▶ _What the task asks_: Find every line in the entries that holds the string "join" and report it.

▶ _Data shown_:

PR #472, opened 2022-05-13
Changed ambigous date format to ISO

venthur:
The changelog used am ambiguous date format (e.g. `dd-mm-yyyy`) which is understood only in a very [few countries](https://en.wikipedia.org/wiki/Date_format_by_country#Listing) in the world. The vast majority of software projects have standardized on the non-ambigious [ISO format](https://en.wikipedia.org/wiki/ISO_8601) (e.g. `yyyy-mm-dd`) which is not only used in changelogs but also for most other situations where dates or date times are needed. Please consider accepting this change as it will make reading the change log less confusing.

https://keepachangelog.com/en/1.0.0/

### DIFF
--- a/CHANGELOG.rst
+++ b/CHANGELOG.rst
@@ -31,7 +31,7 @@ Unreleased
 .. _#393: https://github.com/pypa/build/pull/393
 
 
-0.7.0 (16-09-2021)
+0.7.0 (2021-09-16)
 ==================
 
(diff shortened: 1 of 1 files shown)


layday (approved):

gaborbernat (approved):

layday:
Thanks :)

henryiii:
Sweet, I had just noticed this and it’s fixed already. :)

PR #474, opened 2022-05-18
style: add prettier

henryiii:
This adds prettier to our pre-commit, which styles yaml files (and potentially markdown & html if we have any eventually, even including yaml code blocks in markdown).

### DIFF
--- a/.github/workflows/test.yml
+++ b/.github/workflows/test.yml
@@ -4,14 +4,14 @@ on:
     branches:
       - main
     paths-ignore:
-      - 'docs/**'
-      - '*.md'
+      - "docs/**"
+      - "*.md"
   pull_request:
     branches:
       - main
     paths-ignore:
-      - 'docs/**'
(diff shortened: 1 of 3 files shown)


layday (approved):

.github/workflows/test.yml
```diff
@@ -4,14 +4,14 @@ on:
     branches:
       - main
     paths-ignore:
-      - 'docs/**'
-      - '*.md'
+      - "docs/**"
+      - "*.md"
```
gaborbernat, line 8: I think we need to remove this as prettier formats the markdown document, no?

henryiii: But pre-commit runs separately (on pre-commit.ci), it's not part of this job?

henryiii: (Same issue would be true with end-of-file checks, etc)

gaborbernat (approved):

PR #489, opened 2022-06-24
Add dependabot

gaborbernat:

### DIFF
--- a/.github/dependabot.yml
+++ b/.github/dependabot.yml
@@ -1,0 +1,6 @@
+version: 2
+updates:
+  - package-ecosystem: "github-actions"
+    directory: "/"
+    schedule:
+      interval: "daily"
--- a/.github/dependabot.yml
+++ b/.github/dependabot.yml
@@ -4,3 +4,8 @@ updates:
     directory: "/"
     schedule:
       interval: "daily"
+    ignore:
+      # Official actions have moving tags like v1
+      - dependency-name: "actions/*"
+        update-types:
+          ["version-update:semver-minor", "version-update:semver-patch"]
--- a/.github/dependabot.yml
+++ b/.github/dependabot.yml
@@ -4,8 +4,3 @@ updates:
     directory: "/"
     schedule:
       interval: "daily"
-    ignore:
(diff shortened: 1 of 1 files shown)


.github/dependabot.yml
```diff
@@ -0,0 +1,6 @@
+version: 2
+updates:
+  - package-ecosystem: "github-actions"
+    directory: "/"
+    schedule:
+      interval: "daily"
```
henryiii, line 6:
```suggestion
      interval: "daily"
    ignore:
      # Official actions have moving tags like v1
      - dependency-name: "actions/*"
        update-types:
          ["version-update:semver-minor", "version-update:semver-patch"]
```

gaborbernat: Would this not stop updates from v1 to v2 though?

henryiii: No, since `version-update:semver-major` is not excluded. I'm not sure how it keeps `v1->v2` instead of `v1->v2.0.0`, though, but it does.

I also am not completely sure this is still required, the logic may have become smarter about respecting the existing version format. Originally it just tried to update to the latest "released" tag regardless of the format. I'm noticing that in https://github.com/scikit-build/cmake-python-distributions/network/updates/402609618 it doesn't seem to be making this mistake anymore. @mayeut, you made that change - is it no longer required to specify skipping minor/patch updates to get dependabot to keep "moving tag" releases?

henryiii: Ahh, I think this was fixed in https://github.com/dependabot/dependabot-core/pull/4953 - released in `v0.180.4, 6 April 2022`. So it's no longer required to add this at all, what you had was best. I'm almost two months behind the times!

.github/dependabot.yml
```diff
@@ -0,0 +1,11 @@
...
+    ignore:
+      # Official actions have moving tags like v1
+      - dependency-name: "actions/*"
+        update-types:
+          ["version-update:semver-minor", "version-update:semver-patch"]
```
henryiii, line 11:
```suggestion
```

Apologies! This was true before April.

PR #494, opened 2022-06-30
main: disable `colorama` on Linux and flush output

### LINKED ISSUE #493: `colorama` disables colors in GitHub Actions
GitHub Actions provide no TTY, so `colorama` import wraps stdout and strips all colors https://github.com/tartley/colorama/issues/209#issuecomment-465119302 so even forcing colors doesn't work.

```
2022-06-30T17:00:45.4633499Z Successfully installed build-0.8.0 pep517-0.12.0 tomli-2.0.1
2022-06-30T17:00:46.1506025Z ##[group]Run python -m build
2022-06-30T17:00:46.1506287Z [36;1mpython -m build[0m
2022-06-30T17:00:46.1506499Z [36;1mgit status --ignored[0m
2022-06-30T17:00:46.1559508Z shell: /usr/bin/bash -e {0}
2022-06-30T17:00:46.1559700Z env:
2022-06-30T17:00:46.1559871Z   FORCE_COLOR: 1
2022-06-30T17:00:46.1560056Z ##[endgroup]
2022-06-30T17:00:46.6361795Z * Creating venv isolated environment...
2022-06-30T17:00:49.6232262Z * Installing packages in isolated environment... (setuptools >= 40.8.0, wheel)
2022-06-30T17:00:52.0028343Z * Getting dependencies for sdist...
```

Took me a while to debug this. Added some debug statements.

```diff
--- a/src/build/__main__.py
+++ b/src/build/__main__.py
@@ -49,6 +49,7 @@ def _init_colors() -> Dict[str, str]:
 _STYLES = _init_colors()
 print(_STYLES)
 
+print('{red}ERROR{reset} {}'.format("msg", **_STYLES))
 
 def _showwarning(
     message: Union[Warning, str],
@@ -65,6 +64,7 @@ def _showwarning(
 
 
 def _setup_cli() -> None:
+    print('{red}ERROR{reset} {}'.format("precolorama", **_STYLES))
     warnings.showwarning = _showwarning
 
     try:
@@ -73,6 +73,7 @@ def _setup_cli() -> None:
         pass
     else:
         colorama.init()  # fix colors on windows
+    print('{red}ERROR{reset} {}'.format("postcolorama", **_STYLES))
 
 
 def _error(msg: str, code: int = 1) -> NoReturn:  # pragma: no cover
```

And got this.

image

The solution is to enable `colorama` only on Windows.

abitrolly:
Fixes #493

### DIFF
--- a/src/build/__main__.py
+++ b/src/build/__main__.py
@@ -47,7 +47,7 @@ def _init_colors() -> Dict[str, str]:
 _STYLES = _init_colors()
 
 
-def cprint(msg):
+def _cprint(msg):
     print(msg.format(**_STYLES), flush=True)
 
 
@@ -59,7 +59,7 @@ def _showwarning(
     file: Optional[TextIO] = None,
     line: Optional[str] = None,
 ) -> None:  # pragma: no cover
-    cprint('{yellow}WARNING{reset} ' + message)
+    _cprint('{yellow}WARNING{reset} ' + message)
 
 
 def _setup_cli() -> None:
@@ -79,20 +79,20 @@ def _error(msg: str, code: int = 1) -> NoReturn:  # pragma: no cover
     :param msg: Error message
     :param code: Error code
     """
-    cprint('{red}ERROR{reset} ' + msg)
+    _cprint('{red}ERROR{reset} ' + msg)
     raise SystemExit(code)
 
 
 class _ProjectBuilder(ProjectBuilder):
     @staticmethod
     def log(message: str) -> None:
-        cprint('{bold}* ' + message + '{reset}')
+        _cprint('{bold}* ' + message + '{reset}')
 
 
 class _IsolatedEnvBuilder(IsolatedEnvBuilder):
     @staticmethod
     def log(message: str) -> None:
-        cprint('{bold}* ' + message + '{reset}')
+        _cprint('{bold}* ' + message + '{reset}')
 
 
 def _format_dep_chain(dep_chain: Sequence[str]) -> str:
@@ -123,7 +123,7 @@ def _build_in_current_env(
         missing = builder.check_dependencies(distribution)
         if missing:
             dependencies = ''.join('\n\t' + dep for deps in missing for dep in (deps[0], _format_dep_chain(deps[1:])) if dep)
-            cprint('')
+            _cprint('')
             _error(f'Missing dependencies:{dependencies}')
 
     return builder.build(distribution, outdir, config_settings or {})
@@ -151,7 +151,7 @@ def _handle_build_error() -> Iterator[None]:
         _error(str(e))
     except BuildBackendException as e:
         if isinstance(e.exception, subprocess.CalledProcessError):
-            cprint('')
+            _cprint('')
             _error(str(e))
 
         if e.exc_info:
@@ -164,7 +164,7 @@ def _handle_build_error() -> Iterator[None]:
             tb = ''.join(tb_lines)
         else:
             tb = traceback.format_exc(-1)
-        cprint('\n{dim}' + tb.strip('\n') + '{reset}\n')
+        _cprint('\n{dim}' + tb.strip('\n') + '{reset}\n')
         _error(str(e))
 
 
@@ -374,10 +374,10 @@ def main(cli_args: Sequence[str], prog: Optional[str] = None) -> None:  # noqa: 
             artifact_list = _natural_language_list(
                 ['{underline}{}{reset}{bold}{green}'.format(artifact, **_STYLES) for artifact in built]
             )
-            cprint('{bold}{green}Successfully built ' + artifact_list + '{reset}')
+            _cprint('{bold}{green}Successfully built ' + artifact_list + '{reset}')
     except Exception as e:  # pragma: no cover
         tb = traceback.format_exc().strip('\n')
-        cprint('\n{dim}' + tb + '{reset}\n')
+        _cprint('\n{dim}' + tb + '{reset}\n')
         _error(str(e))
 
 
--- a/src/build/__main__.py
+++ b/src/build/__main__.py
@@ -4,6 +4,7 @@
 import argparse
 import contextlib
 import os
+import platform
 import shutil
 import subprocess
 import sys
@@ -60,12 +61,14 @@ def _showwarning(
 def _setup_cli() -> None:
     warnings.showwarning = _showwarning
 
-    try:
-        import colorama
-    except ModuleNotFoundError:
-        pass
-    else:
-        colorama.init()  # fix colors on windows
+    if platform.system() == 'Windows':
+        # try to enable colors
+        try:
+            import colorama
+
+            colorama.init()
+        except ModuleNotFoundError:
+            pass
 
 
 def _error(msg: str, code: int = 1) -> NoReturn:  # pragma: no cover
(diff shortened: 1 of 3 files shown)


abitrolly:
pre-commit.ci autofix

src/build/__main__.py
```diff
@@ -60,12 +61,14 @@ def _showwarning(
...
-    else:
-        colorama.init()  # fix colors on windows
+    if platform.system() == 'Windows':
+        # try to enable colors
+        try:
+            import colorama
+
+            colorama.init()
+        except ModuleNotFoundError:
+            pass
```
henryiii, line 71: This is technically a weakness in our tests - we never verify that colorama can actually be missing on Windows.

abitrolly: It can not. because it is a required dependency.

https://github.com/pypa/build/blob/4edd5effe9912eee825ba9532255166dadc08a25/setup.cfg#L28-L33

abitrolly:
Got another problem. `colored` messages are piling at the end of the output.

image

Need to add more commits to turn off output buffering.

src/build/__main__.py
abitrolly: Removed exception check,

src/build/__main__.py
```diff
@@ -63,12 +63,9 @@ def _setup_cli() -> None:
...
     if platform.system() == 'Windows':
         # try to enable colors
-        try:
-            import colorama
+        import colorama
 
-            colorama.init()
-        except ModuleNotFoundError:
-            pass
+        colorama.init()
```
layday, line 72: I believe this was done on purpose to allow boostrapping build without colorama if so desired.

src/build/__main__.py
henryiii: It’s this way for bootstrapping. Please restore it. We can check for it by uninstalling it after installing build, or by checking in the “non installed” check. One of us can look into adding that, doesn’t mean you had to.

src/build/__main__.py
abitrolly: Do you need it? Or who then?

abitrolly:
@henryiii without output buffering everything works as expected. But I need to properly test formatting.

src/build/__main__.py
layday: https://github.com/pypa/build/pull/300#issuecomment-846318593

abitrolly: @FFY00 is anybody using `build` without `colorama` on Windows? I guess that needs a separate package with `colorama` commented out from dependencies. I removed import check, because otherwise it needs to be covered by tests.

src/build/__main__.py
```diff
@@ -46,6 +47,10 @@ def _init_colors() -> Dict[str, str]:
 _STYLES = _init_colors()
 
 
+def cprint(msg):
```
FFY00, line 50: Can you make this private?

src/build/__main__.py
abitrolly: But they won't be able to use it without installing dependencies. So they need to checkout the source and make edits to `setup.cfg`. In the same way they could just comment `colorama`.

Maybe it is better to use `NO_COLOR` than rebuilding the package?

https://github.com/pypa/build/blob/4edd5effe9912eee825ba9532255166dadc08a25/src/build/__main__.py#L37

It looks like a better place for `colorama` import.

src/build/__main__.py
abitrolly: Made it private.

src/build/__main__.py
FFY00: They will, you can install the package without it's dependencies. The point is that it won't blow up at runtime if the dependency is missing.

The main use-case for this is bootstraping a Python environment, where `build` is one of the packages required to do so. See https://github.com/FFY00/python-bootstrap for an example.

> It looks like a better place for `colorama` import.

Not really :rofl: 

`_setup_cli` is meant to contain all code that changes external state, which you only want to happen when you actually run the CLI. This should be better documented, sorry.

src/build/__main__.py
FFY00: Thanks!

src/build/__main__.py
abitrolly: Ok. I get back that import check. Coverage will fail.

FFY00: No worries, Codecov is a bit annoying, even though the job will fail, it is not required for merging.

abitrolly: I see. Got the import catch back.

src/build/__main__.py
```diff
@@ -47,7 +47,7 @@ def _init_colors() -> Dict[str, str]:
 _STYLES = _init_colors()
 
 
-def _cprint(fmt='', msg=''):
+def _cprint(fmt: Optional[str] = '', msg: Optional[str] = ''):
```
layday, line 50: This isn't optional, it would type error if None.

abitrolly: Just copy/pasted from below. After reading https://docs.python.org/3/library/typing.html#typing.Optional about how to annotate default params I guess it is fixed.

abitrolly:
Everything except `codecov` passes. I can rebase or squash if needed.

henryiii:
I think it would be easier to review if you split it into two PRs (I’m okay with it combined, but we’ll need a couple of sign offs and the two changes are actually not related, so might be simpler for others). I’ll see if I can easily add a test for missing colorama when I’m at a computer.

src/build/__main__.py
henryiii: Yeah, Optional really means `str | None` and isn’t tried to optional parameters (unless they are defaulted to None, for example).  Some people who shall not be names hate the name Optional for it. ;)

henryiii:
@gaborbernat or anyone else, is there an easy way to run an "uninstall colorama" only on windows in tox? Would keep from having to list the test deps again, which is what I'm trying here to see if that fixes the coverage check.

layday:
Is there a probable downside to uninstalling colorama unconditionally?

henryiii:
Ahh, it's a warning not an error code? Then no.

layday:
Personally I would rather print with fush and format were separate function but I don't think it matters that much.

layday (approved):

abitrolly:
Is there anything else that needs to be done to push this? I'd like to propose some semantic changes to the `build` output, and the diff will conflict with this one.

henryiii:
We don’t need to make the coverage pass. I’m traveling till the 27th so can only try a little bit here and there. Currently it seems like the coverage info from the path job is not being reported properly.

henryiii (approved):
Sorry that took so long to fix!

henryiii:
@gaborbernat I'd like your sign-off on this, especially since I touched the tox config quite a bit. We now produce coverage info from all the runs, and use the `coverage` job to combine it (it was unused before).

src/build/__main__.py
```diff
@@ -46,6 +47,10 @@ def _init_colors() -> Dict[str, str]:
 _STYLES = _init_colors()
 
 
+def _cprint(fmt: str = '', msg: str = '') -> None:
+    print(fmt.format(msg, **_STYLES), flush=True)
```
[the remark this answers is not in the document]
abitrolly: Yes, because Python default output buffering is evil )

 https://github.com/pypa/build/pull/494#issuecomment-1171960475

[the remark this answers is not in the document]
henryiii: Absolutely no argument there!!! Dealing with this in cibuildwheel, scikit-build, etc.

▶ _Reply_:
             dependencies = ''.join('\n\t' + dep for deps in missing for dep in (deps[0], _format_dep_chain(deps[1:])) if dep)
             tb = ''.join(tb_lines)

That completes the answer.